◆ **Stored items from a collection**:
○ ○ ○ ○ ○

PR #358, opened 2024-08-26
feat(cluster): Extend monitoring options with relabelings

dragoangel:
Allow to customize resources as supported at https://cloudnative-pg.io/documentation/1.20/cloudnative-pg.v1/#postgresql-cnpg-io-v1-PoolerMonitoringConfiguration


dragoangel:
Added `customQueriesSecret` as default list of secrets, so users who will use this chart as dependency can render their own secrets as they like (for example via `vault-secret-operator`), and have capability to point current chart to them. Current `customQueries` use `ConfigMap` and it will cover most of use cases, but in rare cases secrets also can be useful.

itay-grudev (approved):

PR #525, opened 2025-02-24
Allow setting timeout/delay values

OmarGadd:


itay-grudev:
Make sure you add it to the non-default-configuration test to verify the properties are passed through.

OmarGadd:
@itay-grudev I have processed your feedback. Are there other to process for the PR to pass the review?

Issue #537, opened 2025-03-19
helm 3 cannot find crds


restingbull:
Helm version: `version.BuildInfo{Version:"v3.17.1", GitCommit:"980d8ac1939e39138101364400756af2bdee1da5", GitTreeState:"clean", GoVersion:"go1.23.6"}`

Chart version: `0.23.2`
```
$ helm show crds
$
```

restingbull:
Hm. Ok, this is ugly. helm 3 doesn't support templating crds.

Which means moving the crds becomes backwards incompatible with `crds.create = true`

itay-grudev:
The current behavior is beneficial for the ordinary user as it makes sure the CRDs are upgraded along with the operator through the helm chart.

If you need to manage the CRDs in another way, set the `crds.create=false` flag.

You can fetch the CRDs for a given version of the operator by running:

```bash
CNPG_VERSION=1.25.1
kustomize build https://github.com/cloudnative-pg/cloudnative-pg/config/helm/\?ref\=v$CNPG_VERSION >> crds.yaml
```

itay-grudev:
@restingbull We also don't need a solut

restingbull:
> If you need to manage the CRDs in another way, set the crds.create=false flag.

@itay-grudev 

Would you be open to a pr that adds conditionals for `Deployment`, `Service`, and `ConfigMap` to install the crds independently?

itay-grudev:
Why? What would it improve? What bug would it fix?

restingbull:
The one where the charts currently create `Deployment`, `Service`, and `ConfigMap`. Currently, if you want to use the chart as a dependency, and create a `Cluster` resource you must either pre-install the CRDS outside of helm. Otherwise, if you attempt to use the chart to install the CRDS, you end up creating the  `Deployment`, `Service`, and `ConfigMap`.

It's bit a non-ideal, and makes the chart less of a reusable building block. My goal is have a reusable stack to that configure a cluster without an undue amount of manual steps.

itay-grudev:
I'm sorry, but I'm missing the point. Why doesn't it work by just installing the chart? CRDs and everything else at the same time?

PR #539, opened 2025-03-19
Move crds directory to the place that helm 3 expects

restingbull:
A slightly ambigious wording in the helm [crd docs](https://helm.sh/docs/topics/charts/#custom-resource-definitions-crds) can lead one to expect the crds directory to exist inside `templates`.

One can, however, check to see if helm understands where the crds live by using `helm show crds`.

Before this pr:
```
$ helm show crds charts/cloudnative-pg
$
```

After:
```
$ helm show crds charts/cloudnative-pg
description: |-
{{- if .Values.crds.create }}
apiVersion: apiextensions.k8s.io/v1
kind: CustomResourceDefinition ...
```

fixes: https://github.com/cloudnative-pg/charts/issues/537


restingbull:
> A slightly ambigious wording in the helm [crd docs](https://helm.sh/docs/topics/charts/#custom-resource-definitions-crds) can lead one to expect the crds directory to exist inside `templates`.
> 
> One can, however, check to see if helm understands where the crds live by using `helm show crds`.
> 
> Before this pr:
> 
> ```
> $ helm show crds charts/cloudnative-pg
> $
> ```
> 
> After:
> 
> ```
> $ helm show crds charts/cloudnative-pg
> description: |-
> {{- if .Values.crds.create }}
> apiVersion: apiextensions.k8s.io/v1
> kind: CustomResourceDefinition ...
> ```
> 
> fixes: #537

Oh dear. This turns out to be backwards incompatible change.

phisco:
helm doesn't handle in-place CRD updates, we have to keep it in the templates folder otherwise it'll fail on upgrades as soon as we add a field or change anything in the CRD. That's a known limitation of helm.

restingbull:
> helm doesn't handle in-place CRD updates, we have to keep it in the templates folder otherwise it'll fail on upgrades as soon as we add a field or change anything in the CRD. That's a known limitation of helm.

Hm. Helm is being unhelpful here -- keeping the crds in templates forces [method 2](https://helm.sh/docs/chart_best_practices/custom_resource_definitions/#method-2-separate-charts), over [method 1](https://helm.sh/docs/chart_best_practices/custom_resource_definitions/#method-1-let-helm-do-it-for-you). 

Unpleasant packaging issue.

With that in mind, why keep the CRDs in the same chart as the operator?

itay-grudev:
@restingbull How do you propose distributing them otherwise? This approach allows us to make sure you have the appropriate CRD versions when updating the operator. If you need to manage them in some other way depending on your environment you can always set the `crds.create=false` flag.

itay-grudev:
Even with a subchart you still have the limitation that Helm doesn't upgrade CRDs.

PR #558, opened 2025-04-14
Cluster Chart: Add possibility to recover a specific database & owner for type object_store & backup

### LINKED ISSUE #557: Cluster Chart: Not possible to recover a specific database & owner for type object_store & backup
With the current values it is not possible to configure the properties `spec.bootstrap.recovery.database` and `spec.bootstrap.recovery.owner` of a `Cluster` when using `recovery.method: object_store` or  `recovery.method: backup` - check [here](https://github.com/cloudnative-pg/charts/blob/main/charts/cluster/templates/_bootstrap.tpl#L84-L94), while this is possible when using `recovery.method: pg_basebackup` - check [here](https://github.com/cloudnative-pg/charts/blob/main/charts/cluster/templates/_bootstrap.tpl#L34-L39). 

This makes it currently impossible to restore a certain database and owner from such backups to the `[cluster]-app` secret which instead contains credentials for the default `app` db and `app` owner as described [here](https://github.com/cloudnative-pg/cloudnative-pg/pull/2957).

In general, I would suggest that the values for `recovery` should contain a subkey to configure each `recovery.method`separately, as is already the case for the `pg_basebackup` method:

```yaml
recovery:
  method: object_store
  objectStore:
    provider: ...
    ...
  backup:
    name: ...
    ...
  pgBaseBackup:
    database: ...
    ...
```

fpfuetsch:
Closes #557 and fixes mixed up docs for `recovery.pgBaseBackup.secret/owner`

### DIFF
--- a/charts/cluster/templates/_bootstrap.tpl
+++ b/charts/cluster/templates/_bootstrap.tpl
@@ -92,6 +92,12 @@ externalClusters:
     {{- else if eq .Values.recovery.method "object_store" }}
     source: objectStoreRecoveryCluster
     {{- end }}
+    {{ with .Values.recovery.database }}
+    database: {{ . }}
+    {{- end }}
+    {{ with .Values.recovery.owner }}
+    owner: {{ . }}
+    {{- end }}
 
 externalClusters:
   - name: objectStoreRecoveryCluster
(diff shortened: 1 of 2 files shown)


itay-grudev:
@fpfuetsch Would you please add a test for this in: https://github.com/cloudnative-pg/charts/tree/main/charts/cluster/test/postgresql-cluster-configuration

fpfuetsch:
@itay-grudev I added two test cases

○ ○ ○ ○ ○

Copy each line above that has the word "specific".

◆ **Exercise solution**:
Cluster Chart: Add possibility to recover a specific database & owner for type object_store & backup
### LINKED ISSUE #557: Cluster Chart: Not possible to recover a specific database & owner for type object_store & backup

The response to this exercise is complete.